Things get more complicated if you know that it's much more likely that your temperature is between 25 °C and 45°C, so that your error probability densities depend on the actual temperature.
Methodology
In all these cases, a designer would:
- model the probability distribution of the true value, the probability density functions of each sensor, and if the sensor have correlated errors, joint probability density functions
- find a good estimator for the use case based that can convert any triplet of values to a good estimate of the true value, based on the model in 1.
- find an implementation of that in digital logic; if that logic ends up being very complete, they might modify the estimator from 2. to be easier but suboptimal.
Applying the Methodology to Binary I.I.D. Decision Problems
Going back to the very beginning of this answer, for your three binary outputs, these three steps would have been:
- \$P_{err} = \text{const.}\$ for all three sensors. They are independent, so no crosscorrelation, the joint probability of the error of all three is just the product of the individual error probabilities.
- We look for the estimator that is most likely to give the right answer. That's the majority vote.
- We implement that with a majority gate.
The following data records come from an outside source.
PR #7228, opened 2021-05-30
Add background information on multi site, multi instance and multi tenancy

allcaps:
Add background information on multi site, multi instance and multi tenancy

[Rendered](https://wagtail--7228.org.readthedocs.build/en/7228/advanced_topics/multi_site_multi_instance_multi_tenancy.html)

* Do the tests still pass? Y
* Does the code comply with the style guide? Y
* For front-end changes: Did you test on all of [Wagtail’s supported environments] N/A

### DIFF
--- a/docs/advanced_topics/multi_site_multi_instance_multi_tenancy.rst
+++ b/docs/advanced_topics/multi_site_multi_instance_multi_tenancy.rst
@@ -1,0 +1,82 @@
+Multi-site, multi-instance and multi-tenancy
+============================================
+
+This page gives background information on how to run multiple Wagtail sites (with the same source code).
+
+.. contents::
+   :local:
+
+Multi-site
+----------
+
+Multi-site is a Wagtail project configuration where content creators go into a single admin interface and manage the content of multiple websites. Permission to manage specific content, and restricting access to other content, is possible to some extent.
+
+Multi-site configuration is a single code base, on a single server, connecting to a single database. Media is stored in a single media root directory. Content can be shared between sites.
+
+Wagtail supports multi-site out of the box: Wagtail comes with a :class:`site model <wagtail.core.models.Site>`. The site model contains a hostname, port, and root page field. When a URL is requested, the request comes in, the domain name and port are taken from the request object to look up the correct site object. The root page is used as starting point to resolve the URL and serve the correct page.
+
+Wagtail also comes with :ref:`site settings <settings>`. *Site settings* are 'singletons' that let you store additional information on a site. For example, social media settings, a field to upload a logo, or a choice field to select a theme.
+
+Model objects can be linked to a site by placing a foreign key field on the model pointing to the site object. A request object can be used to look up the current site. This way, content belonging to a specific site can be served.
+
+User, groups, and permissions can be configured in such a way that content creators can only manage the pages, images, and documents of a specific site. Wagtail can have multiple *site objects* and multiple *page trees*. Permissions can be linked to a specific page tree or a subsection thereof. Collections are used to categorize images and documents. A collection can be restricted to users who are in a specific group.
+
+Some projects require content editors to have permissions on specific sites and restrict access to other sites. Splitting *all* content per site and guaranteeing that no content 'leaks' is difficult to realize in a multi-site project. If you require full separation of content, then multi-instance might be a better fit...
+
+Multi-instance
+--------------
+
+Multi-instance is a Wagtail project configuration where a single code base is used by multiple websites. Each website has its server process, settings file, and a dedicated database and media directory. This guarantees the total separation of all content.
+
+Assume the domains a.com and b.com. Settings files can be `base.py`, `acom.py`, and `bcom.py`. The base settings will contain all settings like normal. The contents of site-specific settings override the base settings:
+
+.. code-block:: python
+
+   # acom.py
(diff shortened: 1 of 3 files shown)


docs/advanced_topics/multi_site_multi_instance_multi_tenancy.rst
```diff
@@ -0,0 +1,82 @@
...
+
+User, groups, and permissions can be configured in such a way that content creators can only manage the pages, images, and documents of a specific site. Wagtail can have multiple *site objects* and multiple *page trees*. Permissions can be linked to a specific page tree or a subsection thereof. Collections are used to categorize images and documents. A collection can be restricted to users who are in a specific group.
+
+Some projects require content editors to have permissions on specific sites and restrict access to other sites. Splitting *all* content per site and guaranteeing that no content 'leaks' is difficult to realize in a multi-site project. If you require full separation of content, then multi-instance might be a better fit...
+
+Multi-instance
+--------------
+
+Multi-instance is a Wagtail project configuration where a single code base is used by multiple websites. Each website has its server process, settings file, and a dedicated database and media directory. This guarantees the total separation of all content.
```
ababic, line 29: each website has its own

ababic: Also... Is there any particular reason why separate settings files are needed here? I would've thought you could get mostly the same level of control using a single one, with configuration at the env level (which would require no code changes to deploy a new site).

allcaps: The point is, that you can run with multiple settings. Maybe that is possible with environment variables. But adding env vars to the mix doesn't make it clearer what happens. 

Also, env vars are always the same right? How would you differentiate? Maybe 'a single code base' isn't clear enough. I mean, one directory on the server containing the source code, powering all instances. Not a single repo cloned in multiple directories.

docs/advanced_topics/multi_site_multi_instance_multi_tenancy.rst
```diff
@@ -0,0 +1,82 @@
...
+  - arbitrary sections of the page tree
+  - sections of the collection tree (coming soon)
+  - one or more collections of documents and images
+
+- The page API is automatically scoped to the host used for the request
+
+But several features do not currently support multi-tenancy:
+
+- Snippets are global pieces of content so not suitable for multi-tenancy but any model that can be registered as a snippet can also be managed via the Wagtail model admin. You can add a site_id to the model and then use the model admin get_queryset method to determine which site can manage each object. The built-in snippet choosers can be replaced by `modelchooser <https://pypi.org/project/wagtail-modelchooser/>`_ that allows filtering the queryset to restrict which sites may display which objects.
+- Site, site setting, user, and group management. At the moment, your best bet is to only allow superusers to manage these objects.
```
ababic, line 71: Maybe we could add something here as to why this is best left to superusers? Maybe "Permission configuration for built-in models like Sites, Site settings and Users are not site-specific, so any user with permission to edit a single entry can edit them all. This limitation can be mostly circumvented by only allowing superusers to manage these models.

docs/advanced_topics/multi_site_multi_instance_multi_tenancy.rst
ababic: Okay, maybe I'm misunderstanding this setup in terms of how it actually runs. How do you control which settings file is used by each process?

ababic: I was imagining some exotic Kubernetes setup with the same docker image powering differently configured nodes.

allcaps: With uWSGI, the acom.ini contains 
`env = DJANGO_SETTINGS_MODULE=settings.acom`
And bcom.ini contains:
`env = DJANGO_SETTINGS_MODULE=settings.bcom`

With a development server, you would run 
`./manage.py 8000 --settings settings.acom`
`./manage.py 8001 --settings settings.bcom`

Using environment variable wound't get you very far. All is executed in the same directory on exactly the same code. Wouldn't the env vars would be similar?

Of course the cost of cloning the repo a second time and have your project code multiple times on disk isn't very expensive. Disk space is cheep. But deploying many instances might be extra work. A single project dir running multiple sites, means a single deploy.

Does that make sense?

ababic: Yes, that makes sense. I think we could maybe just do with a tweak a here to make that clearer in the text?

docs/advanced_topics/multi_site_multi_instance_multi_tenancy.rst
allcaps: Done.

docs/advanced_topics/multi_site_multi_instance_multi_tenancy.rst
allcaps: @ababic I improved this section. Can you have another look?

ababic (approved):
LGTM 👍 thank you for your awesomeness!

gasman:
Merged in 3f24beaae60e281417b7818c5204c447c7989885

Which is simple enough, and we're done.
Outlook
Where you find that problem all of the time is digital communications! By the very principle of it, all communications is based on noisy observation, and finding the most likely transmitted symbol, considering only what noisy stuff we observed, is the decision problem. We help by building the transmitting system such that we transmit additional redundant data, that a forward error correcting logic at the receiver can use to (approximate) a maximum likelihood observation.
This is sometimes also done in redundancy/reliability engineering, if the problem allows for independent observation which one can use to actually build a error correcting mechanism. It is ubiquitous in quantum computers, where you need so-called quantum stabilizer codes, and apply all your computations to all redundant elements of these redundancy-carrying form of the underlying problem. But quantum computing a) needs that very much by principle of what is "quantum" and b) has the rather rare property that the logic elements that it's made of inherently allow for independent non-destructive modification until an observation of the error-corrected result yields insight on the (most likely) correct answer. That's not as common for a flight computer, or other things where you'd use majority voting methods.